Antoine Nkounkou

Personal information
- Full name: Antoine Ntsana Nkounkou
- Nickname: Jean Madia
- Nationality: Congolese
- Born: 13 September 1948 or 18 August 1948 Pointe-Noire
- Died: 11 November 2017 (aged 69)

Sport
- Sport: Sprinting
- Event: 4 × 100 metres relay

= Antoine Nkounkou =

Congolese sprinter

Antoine Ntsana Nkounkou (13 September or 18 August 1948 – 11 November 2017), also known as N.A. Nkounkou, was a Congolese sprinter. He competed in the men's 4 × 100 metres relay at the 1972 Summer Olympics.

==Career==
Following an appearance at the 1970 World University Games where Nkounkou barely missed qualification to the 100 m semifinals and was disqualified in the 4 × 100 m, Nkounkou's talent was first discovered in 1971, at an athletics meeting in Abidjan where Nkounkou again contested the 100 m and 4 × 100 m. Nkounkou won an individual gold medal in the 100 m as well as 4 × 100 m silver at the 1972 Central African Cup, the precursor event to the Central African Games. This earned him selection onto the Congolese team at the 1972 Olympics, where he and his teammates (Jean Pierre Basségéla, Louis Nkandza and Théophile Nkounkou) were the only Congolese competitors to advance past the first round, and as of 2023 remain the only Congolese team to ever reach the semi-finals of the 4 × 100 metres relay at the Olympics.

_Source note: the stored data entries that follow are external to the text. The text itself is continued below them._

PR #1280, opened 2018-05-21
DRILL-5990: Drill should not startup with JRE sourced java executable

kkhatua:
Currently, the check for the Java compiler is made only during query execution.
This commit ensures that if the java executable used for instantiating the Drillbit is from a JRE (i.e. the Java compiler is not available), the Drillbit will fail with the exception reported in the logs:
```
Exception in thread "main" org.apache.drill.exec.exception.DrillbitStartupException: JDK Java compiler not available. Ensure Drill is running with the java executable from a JDK and not a JRE
        at org.apache.drill.exec.server.Drillbit.<init>(Drillbit.java:138)
        at org.apache.drill.exec.server.Drillbit.start(Drillbit.java:409)
        at org.apache.drill.exec.server.Drillbit.start(Drillbit.java:389)
        at org.apache.drill.exec.server.Drillbit.main(Drillbit.java:385)
```

### DIFF
--- a/exec/java-exec/src/main/java/org/apache/drill/exec/server/Drillbit.java
+++ b/exec/java-exec/src/main/java/org/apache/drill/exec/server/Drillbit.java
@@ -20,6 +20,8 @@ package org.apache.drill.exec.server;
 import java.util.concurrent.TimeUnit;
 import java.util.concurrent.atomic.AtomicInteger;
 
+import javax.tools.ToolProvider;
+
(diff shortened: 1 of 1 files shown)


kkhatua:
@parthchandra  / @Ben-Zvi  can you quickly review this? 
I've tested this by switching the `JAVA_HOME` env to point to a JRE installation; and also by unsetting the same variable, while having the default `java` executable point to `$JRE_HOME/bin/java exec`

PR #1286, opened 2018-05-23
DRILL-6435: MappingSet is stateful, so it can't be shared between threads

vrozov:


vrozov:
@vdiravka Please review

paul-rogers:
The specific fix may be OK, but I believe it overlooks a broader point. The `MappingSet` is supposed to be a static association of elements used in code generation. This mapping is meant to be static and thus sharable.

If there is an issue, then somewhere we must have added code that alters these objects per-query. We might want to back up and find that use, then ask if it is really necessary.

If so, then making the objects non-static makes sense; but I wonder what other things will be broken since the original design appeared to be that `MappingSet`s are static.

At the very least, perhaps we'd want to add a comment explaining why we need per-query modifications rather than the standard, static definitions.

vrozov:
> The specific fix may be OK, but I believe it overlooks a broader point. The `MappingSet` is supposed to be a static association of elements used in code generation. This mapping is meant to be static and thus sharable.

> If so, then making the objects non-static makes sense; but I wonder what other things will be broken since the original design appeared to be that `MappingSets` are static.

I don't see `MappingSet` being designed to be `static` and thus sharable between threads. The state of the object is modified during code generation (expression compilation) and if there are multiple queries submitted for code generation at the same time, the state machine of the `MappingSet` goes wild as a calls to `enterConstant()` may be followed by a call to `enterConstant()` for a different query on a different thread (I am not even worried about multi-thread safety at this point).

> If there is an issue, then somewhere we must have added code that alters these objects per-query. We might want to back up and find that use, then ask if it is really necessary.

The code that modifies the state of the `MappingSet` object during code generation was always there. It is not a newly introduced code.

> At the very least, perhaps we'd want to add a comment explaining why we need per-query modifications rather than the standard, static definitions.

`static` definition for `MappingSet` is not standard. In the majority of places it was already declared as instance variable (not `static`).

paul-rogers:
Thanks much for the explanation: I learned something new!
+1

PR #1287, opened 2018-05-23
DRILL-6443: Enable Search for both running AND completed queries

kkhatua:
When running a query in Drill, the `/profiles` page will show the search (and pagination) capabilities only for the top most visible table (i.e. Running Queries ).

The _Completed Queries_ table will show the search feature only when there are no _Running Queries_. This is because the backend uses a generalized freemarker macro to define the seach capabilities for the tables being rendered. With running queries, both, _Running_ and _Completed_ queries tables have the same element ID, resulting in the search capability only being applied to the first table.

This modifies the Freemarker macro to take an additional argument for distinguishing between _Running_ and _Completed_ _Queries_ tables.

### DIFF
--- a/exec/java-exec/src/main/resources/rest/profile/list.ftl
+++ b/exec/java-exec/src/main/resources/rest/profile/list.ftl
@@ -23,26 +23,28 @@
 <script src="/static/js/jquery.dataTables-1.10.16.min.js"></script>
 <script>
     $(document).ready(function() {
-      $("#profileList").DataTable( {
-        //Preserve order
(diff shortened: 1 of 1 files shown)


kkhatua:
This is how the search bars appear with running queries:
image

kkhatua:
@arina-ielchiieva  since you had reviewed the original PR #1029 for [DRILL-5867](https://issues.apache.org/jira/browse/DRILL-5867), could you do a review of this small change?

arina-ielchiieva:
+1

PR #1295, opened 2018-05-29
DRILL-6450: Visualized plans for profiles querying JDBC sources is broken

kkhatua:
When viewing a profile for a query against a JDBC source, the visualized plan is not rendered. This is because the generated SQL pushed down to the JDBC source has a line break injected just before the FROM clause.

The workaround is to strip away any injected newlines ('\\n') at least for the SQL defined in the text plan, so that the backend Javascript can render it correctly.
In addition, any single line comments are also removed, but any block comments (i.e. /* .. */ ) are retained as they might carry hints.


kkhatua:
@amansinha100  can you review this for this small PR?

Following their success, that squad was nicknamed the "Migs Congolais", and they were active in international competition throughout the 1970s and 80s. Highlights included winning gold at the 1976 Central African Games, gold at the 1981 Central African Games, and silver in the 4 x 100 at the 1987 Central African Games, as well as an individual silver medal for Nkounkou at the 1976 Games.

The team also qualified for the finals and placed 7th at the 1979 World University Games, in addition to competing in the 1983 edition. With a time of 39.5 seconds, they broke the Republic of Congo record in the 4 × 100 m at the African Games.

They qualified for the African Championships finals three times, at the inaugural edition in 1979 and at the following two editions in Cairo and in Rabat.

Nkounkou is sometimes confused with Antoine Kiakouama, who is erroneously listed as Antoine Ntsana in some sources.

==Personal life==
Nkounkou graduated from the Russian State University of Physical Education, Sport, Youth and Tourism in Moscow. In 1973, he was awarded the honorary Ordre du Dévouement Congolais for his accomplishments. He married and had six children.

By the late 1980s, Nkounkou and his team had retired due to age, and Nkounkou attended the 1992 Summer Olympics as an official. He later became a physical education teacher and athletics coach. Nkounkou co-founded the les Migs congolais pour la promotion de l’athlétisme association on 18 July 2011.